[Start of section]

PR #277, opened 2022-12-22
Improve the speed of accessing the BD Plugin dashboard

shervElmi:
### Issue link:
Fixes https://github.com/Strategy11/business-directory-premium/issues/110

With this Pull Request, we will improve the speed of accessing the BD Plugin dashboard.


shervElmi:
@stephywells I removed the loading of SVG icon content by the WP File System. Actually, I've tried to fix this problem by loading SVG content with other methods but they didn't work, and made the site slow!

stephywells (changes requested):
This works well! The only problem is this makes the icons black. It looks like adding opacity: .9 makes a big difference. Would you mind adding that, and then we can merge this?

PR #1636, opened 2026-01-13
feat: Added tooltips for navbar buttons to clear meaning of each one

### LINKED ISSUE #1623: [Feature]: Add tooltips to any clickable item that doesn't have text next to it
### Component

Hub

Add tooltips to any clickable item that doesn't have text next to it.

The top buttons for example aren't 100% clear on what they do, containers and smart info specifically, but tooltips should be on all buttons where there is no explaining text. :)

### Motivation / Use Case

Accessibility/discoverability

Tooltips :D

### Screenshots

_No response_

### Category

Metrics

### Affected Metrics

CPU

Fahleen1:
## 📃 Description
Add tooltips to any clickable item that doesn't have text next to it.

Closes #1623

### ➕ Added
Added tooltips for each navbar items to clear each purpose.

## 📷 Screenshots
Screenshot 2026-01-13 at 2 38 09 PM

### DIFF
--- a/internal/site/src/components/lang-toggle.tsx
+++ b/internal/site/src/components/lang-toggle.tsx
@@ -10,32 +10,32 @@ import { Tooltip, TooltipContent, TooltipTrigger } from "./ui/tooltip"
 export function LangToggle() {
 	const { i18n } = useLingui()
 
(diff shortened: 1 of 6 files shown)


henrygd (approved):
Thank you! 👍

[End of section]

**Work item**
Lines above that have "this": copy each of them.

**Solution to the exercise**
With this Pull Request, we will improve the speed of accessing the BD Plugin dashboard.
@stephywells I removed the loading of SVG icon content by the WP File System. Actually, I've tried to fix this problem by loading SVG content with other methods but they didn't work, and made the site slow!
This works well! The only problem is this makes the icons black. It looks like adding opacity: .9 makes a big difference. Would you mind adding that, and then we can merge this?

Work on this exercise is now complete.